## Data provided
---*---
PR #3496, opened 2016-01-09
Add telemetry on/off status to turnstile event

friedbunny:
Depends on #3495.

/cc @1ec5

### DIFF
--- a/platform/ios/src/MGLMapboxEvents.m
+++ b/platform/ios/src/MGLMapboxEvents.m
@@ -391,31 +391,27 @@ const NSTimeInterval MGLFlushInterval = 60;
 }
 
 - (void) pushTurnstileEvent {
-
     __weak MGLMapboxEvents *weakSelf = self;
 
     dispatch_async(_serialQueue, ^{
-
         MGLMapboxEvents *strongSelf = weakSelf;
 
         if ( ! strongSelf) return;
 
-            // Build only IDFV event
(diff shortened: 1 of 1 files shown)


platform/ios/src/MGLMapboxEvents.m
```diff
@@ -391,31 +391,27 @@ - (void)startUpdatingLocation {
...
-            [strongSelf flush];
+        NSString *idfv = [[[UIDevice currentDevice] identifierForVendor] UUIDString];
+        NSDictionary *vevt = @{
+            @"event" : MGLEventTypeAppUserTurnstile,
+            @"created" : [strongSelf.rfc3339DateFormatter stringFromDate:[NSDate date]],
+            @"appBundleId" : strongSelf.appBundleId,
+            @"vendorId": idfv,
+            @"version": @(version),
+            @"instance": strongSelf.instanceID,
+            @"telemetry": @([[strongSelf class] isEnabled])
```
1ec5: Perhaps a more descriptive key like `telemetryEnabled` would be more future-proof.

mikemorris:
:+1: Will be good to surface these stats.

platform/ios/src/MGLMapboxEvents.m
friedbunny: `enabled.telemetry` would fit with similar key names. 🤔

friedbunny:
Superceded by #3620.

PR #3355, opened 2015-12-18
Further refine flyTo() flight path

1ec5:
This is a followup to #3301 that further refines the flight path used by `Transform::flyTo()` to match GL JS exactly, even as the pitch varies between the endpoints. It fixes #3296 and ensures that the ending zoom level is respected regardless of the starting zoom level. Finally, I began documenting and renaming variables to reflect a better understanding of this algorithm, now that [this paper](https://www.win.tue.nl/%7Evanwijk/zoompan.pdf) has been rediscovered.

Other noteworthy changes:
* Began pushing mutators into `TransformState`, which will allow us to begin factoring redundant code out of `Transform`.
* Addresses mapbox/mapbox-gl-js#1853 by crossing the antimeridian if that would be a shorter path.
* Replaces the opaque `speed` and `curve` options with more intuitive options that are expressed in screen units.

/cc @bleege @zugaldia @mourner @lucaswoj

Issue #2600, opened 2015-10-13
Offset map center


maciekish:
Hi,
Is it possible to easily offset what the map treats as it centre? We want the map to follow the users position more like a navigation app where the "car" is much lower on the screen so that you can see further ahead.

I've looked for a value that defines the center but wasn't able to find anything. We have our own fork so it doesn't matter what the change is as long as it's possible.

<img src="http://f.cl.ly/items/1i3p0K1n0w2T3E1J2q2a/IMG_0051.PNG" width="134">

Thanks
Maciej

picciano:
+1

Zakay:
+1 Both Apple and Google uses this offset thing on their map apps. Would be very useful to have!

incanus:
> Both Apple and Google uses this offset thing on their map apps. 

Just to clarify, this is in their own user-facing apps, not their developer-facing frameworks. 

But agree.

1ec5:
This is in some ways blocked by #1041: currently “user tracking” consists of moving the user dot in response to user location changes, then synchronizing the map’s center point in response. A better approach would be to affix the user dot to a set location on-screen (usually the center point but in this case somewhere near the bottom) and pan the map directly in response to user location changes. The logic in `-[MGLMapView locationManager:didUpdateLocations:]` may need to be rewritten, especially due to tilting, which is typically used with course tracking mode.

ljbade:
@1ec5 Glueing the dot to the screen centre then moving the map was the approach @tobrun took in the Android code.

RomainQuidet:
Apple MapKit uses 2 APIs for this using insets: 
- (void)setVisibleMapRect:(MKMapRect)mapRect
              edgePadding:(UIEdgeInsets)insets
                 animated:(BOOL)animate

and

- (MKMapRect)mapRectThatFits:(MKMapRect)mapRect
                 edgePadding:(UIEdgeInsets)insets

1ec5:
We have `-setVisibleCoordinateBounds:edgePadding:animated:` already; a `-coordinateBoundsThatFits:edgePadding:` would certainly complement it. But I think this request is more about having MGLMapView offset the center when _automatically_ panning due to user location tracking.

[...]

PR #3497, opened 2016-01-11
Refactor Transform

1ec5:
This PR cleans up `Transform` considerably, making it easier to implement #2600 at this low level:

* `CameraOptions` only describes the destination viewpoint now. `AnimationOptions` describes the transition to that destination viewpoint.
* Eliminated many redundant methods on `Transform`.
* Minimized usage of `TransformState::x` and `TransformState::y`.
* Added convenience constructors for `AnimationOptions`. When scaling, passing in view’s origin as the anchor no longer anchors the scaling operation at the view’s center. To specify no anchor, use `NaN` instead of 0.
* Corrected `setBearing()` to assume an origin at the upper-left corner of the view rather than the lower-left corner.
* Added an `anchor` option to `CameraOptions` that pins a coordinate to a point within the view throughout a zoom, rotation, or tilt. This option is useful for ensuring that a pinch or rotation gesture is revolves around the gesture rather than the view’s center point. However, all the platform frontends currently use convenience methods for this purpose anyways.
* Easing across the antimeridian now travels the short way around the globe (see #3355).

/cc @tmpsantos @zugaldia

### DIFF
--- a/include/mbgl/map/camera.hpp
+++ b/include/mbgl/map/camera.hpp
@@ -17,6 +17,10 @@ struct CameraOptions {
     /** Coordinate at the center of the map. */
     mapbox::util::optional<LatLng> center;
     
+    /** Point of reference for `zoom` and `angle`, assuming an origin at the
+        top-left corner of the view. */
+    mapbox::util::optional<PrecisionPoint> anchor;
+    
     /** Zero-based zoom level. Constrained to the minimum and maximum zoom
         levels. */
     mapbox::util::optional<double> zoom;
--- a/include/mbgl/map/camera.hpp
+++ b/include/mbgl/map/camera.hpp
@@ -11,13 +11,9 @@
 
 namespace mbgl {
 
-/** Various options for describing the viewpoint of a map, along with parameters
-    for transitioning to the viewpoint with animation. All fields are optional;
-    the default values of transition options depend on how this struct is used.
- */
+/** Various options for describing the viewpoint of a map. All fields are
+    optional. */
 struct CameraOptions {
-    // Viewpoint options
-    
     /** Coordinate at the center of the map. */
     mapbox::util::optional<LatLng> center;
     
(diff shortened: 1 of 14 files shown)


mappy-mobile:
Hi @1ec5,
I just saw this pull-request related to #2600. You said that it will make easier to implement insets with your work. So I was wondering if you will work on #2600 after this pull-request ? Otherwise can you give us some clues about how you think it should be implemented with your refactoring.
For the moment we pause our work on #2600 because it seems there will be a lot of conflicts once you will merge this pull-request.
Regards,
Larry

1ec5:
Hi Larry, #2600 is definitely top of mind for me right now. I’m open to your ideas about where the insets should be implemented.

The refactoring in this PR is needed generally, but I wanted to make it possible to eventually implement the inset functionality down in `Transform` and/or `TransformState`, so that other platforms like Android can take advantage of them. I’m not sure yet whether the insets should be merely a camera option like `around` in GL JS (the least flexible approach), or an optional parameter like the `anchor` parameter in this PR, or an additional field in `TransformState` (the most complex but more comprehensive approach).

Do you think you could push what you have so far (even a gist with a high-level overview is fine), so we can hash out the details and avoid conflicts?

lgeromegnace:
Yes sure we can push our work. It is not working fine with all interactions impacted by the insets. We still have issues to deal with.

As you suggested in your comment we also implement the inset functionality in Transform and TransformState.

The base idea is to add the insets on center(x,y) point in easeTo method. 

To do so we must take into account the map's angle and pitch. Unfortunately we ended up with an issue with the pitch perspective.
Because of that we tried to modify the projection matrix in TransformState just before applying the rotation transformations by translating the center by the insets. The pitch was fine and the animation to center on the user position too. However this code broke the gestures excepting the pitching one by adding insets continuously. 

Finally we tried to detect the "pitching gesture" by adding an API to state to be aware of it and applied in TransformState the inset to the matrix only if we are pitching. On the other side, in Transform we applied the inset only if we are not in a "gesture in progress" state. Still not good : the pitch case is not ok.

At this moment I cannot give you a clear vision on what should be done to fulfill the inset functionality but here are some leads we have in mind: 

* I think it could help to have more info in state such as "start panning". With this it will be possible to synchronize the state.x|y with the insets (previously applied on the proj matrix) at the beginning of the gesture only. Indeed, we could compute a delta between start and current position.

* I see that the proj matrix is rebuilt each time. What about applying the transformations once ? Maybe you have constraints that lead you to this design ?

I prepare a pull-request with a "DO NOT MERGE" in the commit message if you want to have a look on what we tried so far.

1ec5:
Wonderful! I followed up in #3523. For this PR, I’m going to finish cleaning `Transform` up, then insets will likely be in a separate PR.

jfirebaugh:
This is looking great. :+1: :100:

tmpsantos:
Fantastic!

PR #3501, opened 2016-01-11
[core] Do not make a copy of the TransformState all the time

tmpsantos:
Return a const ref instead. We use this mostly for:

```
return transform->getState().getMinZoom();
return transform->getState().getMaxZoom();
return transform->getState().getWidth();
return transform->getState().getHeight();
return transform->getState().latLngToPoint(latLng);
return transform->getState().pointToLatLng(pixel);
```

And when passing it on `::invoke()` it gets copied when packing the arguments.

### DIFF
--- a/src/mbgl/map/map.cpp
+++ b/src/mbgl/map/map.cpp
@@ -71,7 +71,6 @@ public:
 
     Map::StillImageCallback callback;
     size_t sourceCacheSize;
-    TransformState transformState;
     TimePoint timePoint;
     bool loading = false;
 };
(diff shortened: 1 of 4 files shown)


tmpsantos:
:eyes: @jfirebaugh

jfirebaugh:
Seems ok. Is this a performance bottleneck though?

mb12:
@tmpsantos and @jfirebaugh Can we delete copy constructor and assignment operator of TransformState to ensure objects of this class are never copied? Or at the very least make the copy constructor explicit.

tmpsantos:
> @tmpsantos and @jfirebaugh Can we delete copy constructor and assignment operator of TransformState to ensure objects of this class are never copied? Or at the very least make the copy constructor explicit.

No we can't. It needs to get copied when we send it to another thread.

mb12:
@tmpsantos You can still delete the assignment operator and make the copy constructor explicit.

PR #3504, opened 2016-01-11
[tests] Fix how we launch the test server

tmpsantos:
`execl` uses varargs thus must be NULL terminated.


tmpsantos:
:eyes: @kkaefer

kkaefer:
Looks good!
---*---
## What needs to be done
Lines holding the string "MGLMapboxEvents": find them in the listing above and copy each one.

## Output
--- a/platform/ios/src/MGLMapboxEvents.m
+++ b/platform/ios/src/MGLMapboxEvents.m
     __weak MGLMapboxEvents *weakSelf = self;
         MGLMapboxEvents *strongSelf = weakSelf;
platform/ios/src/MGLMapboxEvents.m
platform/ios/src/MGLMapboxEvents.m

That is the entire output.